What To Do When Your Exercise Is Painful
While exercise is no doubt beneficial to your mental and physical health, it often comes with an increased risk of injury, especially if you're new to a certain type of movement. Below are three pieces of advice on what to do if you find yourself experiencing pain during and after a workout, along with my prescription for injury prevention.
What to do if you're experiencing pain:
1. Stop if you feel pain.
Most conditions are self-limited and result from mild injury such as sprains and strains. These can be a result of a singular moment of injury or more commonly overuse. "Pushing through the pain" is never recommended — it'll probably worsen the injury. If pain disappears after adequate rest, only then should an attempt be made to get back to exercise. If pain returns or never goes away, see the next two steps.
2. Seek expert fitness advice.
Changing your form will sometimes make all the difference in avoiding and managing chronic pain. For example, changing your elbow position during overhead movements and dead lifts can significantly lessen the strain on the elbow and reduce or eliminate elbow pain.
3. Seek medical advice.
If the pain is severe, doesn’t go away with rest or by changing form, or is always significant with certain movements, you may need to visit your doctor. I recommend seeing a board-certified sports medicine physician, physical medicine and rehabilitation specialist, or in certain cases, an orthopedic surgeon. They may recommend physical therapy, anti-inflammatory medications, injections and in the most serious situations, surgery.
And my prescription for prevention:
1. Get medically cleared.
There are many factors that can make you at risk for serious injury. People with cardiovascular or neurological disease, previous orthopedic surgeries, joint pain or other medical issues should always seek the advice of their physician before getting back into a fitness routine. I'd also strongly recommend that beginners seek medical advice before plunging into grueling workouts.
2. Make sure you're practicing proper form.
It can't be stressed enough how important it is to get professional advice from a knowledgeable trainer or instructor on proper technique. When you're embarking on a type of training where the motions are done very rapidly, proper form is everything. There's no real substitute for a professional as far as perfecting your technique to prevent Injury.
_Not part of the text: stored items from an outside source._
PR #1680, opened 2019-11-15
138: support host_worksheet for display table

### LINKED ISSUE #138: Add host_worksheets to genpath
We should be able to do

```
% display table host_worksheet
[bundle]
```

to show a column with a link to the host worksheet (if there is more than one, just return the first one).

To do this, several things need to happen:

1) We need to have get_bundle_infos return host_worksheet (similar to how we need the `-v` in  `cl info -f host_worksheets <bundle> -v`).

2) The returned value from worksheet_util.interpret_genpath should be a dict {type: 'worksheet', uuid: ..., name: ...} (or something like this; need to sync with displaying bundle links).

3) On the frontend, a link should be displayed.

teetone:
Fixes #138 

Changes:
Support `host_worksheet` for `display table` markup.

How to test:
Use `display table host_worksheet` or `display table host_worksheets` for bundles.

Screenshots:


frontend/src/components/worksheets/items/TableItem.js
```diff
@@ -141,14 +152,21 @@ class TableRow extends React.Component {
         var baseUrl = this.props.url;
         var uuid = this.props.uuid;
         var columnWithHyperlinks = this.props.columnWithHyperlinks;
+        var worksheet_name = this.props.worksheet_name;
```
percyliang: Use camelCase in Javascript.

frontend/src/components/worksheets/items/TableItem.js
```diff
@@ -141,14 +152,21 @@ class TableRow extends React.Component {
...
+        var worksheet_url = this.props.worksheet_url;
         var rowCells = this.props.headerItems.map(function(headerKey, col) {
             var rowContent = rowItems[headerKey];
 
             // See if there's a link
             var url;
-            if (col == 0) {
+            if (headerKey === 'host_worksheets' || headerKey === 'host_worksheet') {
```
percyliang: Would be better to pick one (e.g., `host_worksheet`) so that people are encouraged to be consistent.

frontend/src/components/worksheets/items/TableItem.js
```diff
@@ -89,9 +89,18 @@ class TableItem extends React.Component {
             if (rowItems[0][x] && rowItems[0][x]['path']) columnWithHyperlinks.push(x);
         });
         var bodyRowsHtml = rowItems.map(function(rowItem, rowIndex) {
-            var rowRef = 'row' + rowIndex;
-            var rowFocused = self.props.focused && rowIndex == self.props.subFocusIndex;
-            var url = '/bundles/' + bundleInfos[rowIndex].uuid;
+            let bundleInfo = bundleInfos[rowIndex];
+            let worksheets = bundleInfo.host_worksheets;
```
percyliang: Move this closer to where it's used.

percyliang (changes requested):
One thing I'm worried about is a possible performance hit when a bundle that shows up on 10000 worksheets.  The DB query should just get one host worksheet if that's all we're using (though we have to be careful not to alter other functionality).

codalab/model/bundle_model.py
```diff
@@ -258,11 +258,59 @@ def get_children_uuids(self, uuids):
...
+        """
+        if n <= 0:
+            return dict()
+        if n == 1:
+            result = self.get_single_host_worksheet_uuid(bundle_uuids)
+            return dict(
+                (uuid, [worksheet]) for uuid, worksheet in result.items() if worksheet is not None
+            )
+
+        with self.engine.begin() as connection:
```
teetone, line 273: @percyliang: I looked into lots of different approaches and If we wanted to try `n` different worksheet uuid's per bundle, I think this is the best solution. Other solutions require `order_by` worksheet_uuids across the bundles.

codalab/model/bundle_model.py
```diff
@@ -258,11 +258,59 @@ def get_children_uuids(self, uuids):
             result[row.parent_uuid].append(row.child_uuid)
         return result
 
+    def get_n_host_worksheet_uuids(self, bundle_uuids, n):
+        """
+        Get up to n host_worksheet uuids per bundle uuid. n of 0 or less will return an empty dictionary.
```
percyliang: n shouldn't ever be negative.  I'd rather assert that than accept that.

codalab/model/bundle_model.py
```diff
@@ -258,11 +258,59 @@ def get_children_uuids(self, uuids):
...
+                    cl_worksheet_item.c.bundle_uuid.in_(bundle_uuids)
+                )
+            ).fetchall()
+        result = dict((uuid, set()) for uuid in bundle_uuids)
+        for row in rows:
+            worksheets = result[row.bundle_uuid]
+            if len(worksheets) < n:
+                result[row.bundle_uuid].add(row.worksheet_uuid)
+        # Convert set into a list
+        for uuid in result.keys():
```
percyliang: don't need `.keys()`

codalab/model/bundle_model.py
percyliang: Don't we need to put a limit in the actual query so that if a bundle shows up on a ton of worksheets but we're only getting 5, we're not too wasteful?  Maybe something in here would help? https://www.xaprb.com/blog/2006/12/07/how-to-select-the-firstleastmax-row-per-group-in-sql/

percyliang: I'm worried about a performance hit since I believe this logic is going to be exercised on every call now...can you provide some indication of the change in performance (on dev, where there's a lot of data)?

codalab/model/bundle_model.py
```diff
@@ -258,11 +258,59 @@ def get_children_uuids(self, uuids):
...
+            result[uuid] = list(result[uuid])
+        return result
+
+    def get_single_host_worksheet_uuid(self, bundle_uuids):
+        """
+        Get any single host_worksheet uuid per bundle uuid. This is achieved by a simple group by.
```
percyliang: Can we unify this function and the n-best?  It seems like it should be a special case...

percyliang (changes requested):
I'm mostly worried about performance of the N-bundle-per-worksheet logic.  If it turns out to be too complicated, then I'd just go with at most one bundle per worksheet and do the filtering.  Most of the time I think a bundle should only show up on one worksheet...and at least this will be an improvement over what we have now, which is no functionality.

codalab/model/bundle_model.py
teetone: @percyliang: On my local machine, I created ~1000 bundles, where each bundle has ~1000 host worksheets.

- Single worksheet retrieval + checking read permissions took ~0.055 seconds on average.
- Retrieving all but limiting to 5 worksheets + checking read permissions took ~0.078 seconds on average.
- Retrieving all (no limit) + checking read permissions took ~0.4 seconds on average.

I'm leaning towards the limiting to 5 worksheets approach. It will most likely yield correct results to the user and fetching all worksheet uuid's for multiple bundles was just a bit slower than the group by.

percyliang: Cool.  But does the current logic actually retrieve 5 *per* bundle (see my first comment)?  I wonder still if we can just have a single function instead of two (n=1 and n>1)?

teetone: @percyliang: Unfortunately it doesn't. It still retrieves all. I just limit the read permission checks to 5, making it faster than checking all. 

Next step, I can try `order by` + `limit` to get exactly 5 and measure its performance compared to the current implementations. I speculate it will be slower because of the `order by`. If it's fast, I can use it to handle both n=1 and n>1 cases.

teetone: @percyliang: I discovered a new solution that's cleaner and faster than the previous solutions. For 5 worksheets + checks it takes about ~0.041 seconds on average.

yipenghe:
It's working on dashboard
Screenshot from 2019-11-26 00-53-46

But not on public home..
Screenshot from 2019-11-26 00-50-09

teetone:
In public home, you have it as host_worksheets. It should be host_worksheet.
    On Tuesday, November 26, 2019, 12:55:08 AM PST, yipenghe <notifications@github.com> wrote:  
 
 
It's working on dashboard


But not on public home..

yipenghe:
> In public home, you have it as host_worksheets. It should be host_worksheet. On Tuesday, November 26, 2019, 12:55:08 AM PST, yipenghe <notifications@github.com> wrote: It's working on dashboard But not on public home.. — You are receiving this because you authored the thread. Reply to this email directly, view it on GitHub, or unsubscribe.

Yeah I figured...

frontend/src/components/worksheets/items/TableItem.js
```diff
@@ -141,14 +151,21 @@ class TableRow extends React.Component {
...
         var columnWithHyperlinks = this.props.columnWithHyperlinks;
+        var worksheetName = this.props.worksheetName;
+        var worksheetUrl = this.props.worksheetUrl;
         var rowCells = this.props.headerItems.map(function(headerKey, col) {
             var rowContent = rowItems[headerKey];
 
             // See if there's a link
             var url;
-            if (col == 0) {
+            if (headerKey === 'host_worksheet' && worksheetUrl !== undefined) {
```
yipenghe, line 161: Would it be better to check if worksheetUrl evaluates to true ( && worksheetUrl), so it handles null/''/undefined?

codalab/rest/util.py
```diff
@@ -114,39 +120,40 @@ def get_bundle_infos(
                 if child_perms[child_uuid] >= GROUP_OBJECT_PERMISSION_READ
             ]
 
+    if get_single_host_worksheet:
+        # Get back a dict of bundle uuids -> list of worksheet uuids (max of 5)
```
yipenghe: Slightly weird comment, it should explain the whole block instead of just the get_n_host_worksheet_uuids function right?  Would be better to explain the block logic (first get at most 5 host worksheet, filter with permission and ok to have no worksheet returned if none of 5 qualifies)

codalab/rest/util.py
```diff
@@ -46,29 +46,35 @@ def resolve(keyword):
...
     ignore_not_found=True,
+    model=None,
 ):
     """
     Return a map from bundle uuid to info.
 
     :param Collection[str] uuids: uuids of bundles to fetch
     :param bool get_children: include children
+    :param bool get_single_host_worksheet: include one host_worksheet per bundle uuid
     :param bool get_host_worksheets: include host worksheets
```
yipenghe: nit: maybe we should adjust this comment to be "include all host worksheets"

yipenghe (commented):
Overall looks good to me

codalab/model/bundle_model.py
```diff
@@ -258,11 +258,38 @@ def get_children_uuids(self, uuids):
             result[row.parent_uuid].append(row.child_uuid)
         return result
 
+    def get_n_host_worksheet_uuids(self, bundle_uuids, n):
```
percyliang: I'd rename to `get_host_worksheet_uuids` and then `n` to `max_worksheets`.

percyliang (approved):
Cool!

yipenghe:
Since this is on the old ui, can you check it works with the current frontend?

frontend/src/components/worksheets/items/TableItem.js
teetone: I will leave it as is. In this situation, `worksheetUrl` can only be `undefined`. 

In general, we should avoid falsies (`&& worksheetUrl`). This is not idiomatic in JavaScript and in the lower level, it starts a chain of casting types, since in isolation it suggests `worksheetUrl` is a boolean, which in this case it is not.

teetone:
> Since this is on the old ui, can you check it works with the current frontend?

@yipenghe: Good call, I just cherry-picked it and it works. Thanks.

3. Never skip your warm-up.
Warming up with light cardio as well as dynamic stretching exercises are great ways to prevent injury — they increase blood supply and decrease tightness in the areas you're about to work.
4. Beware of overtraining.
Even when done properly, training can sometimes result in the development of many orthopedic conditions. Overuse is one of the most common culprits of injures. Making sure you have adequate time to rest both between sets and sessions will be a critical long-term strategy for injury prevention. A certified fitness expert can help you to develop an optimal program to prevent overtraining.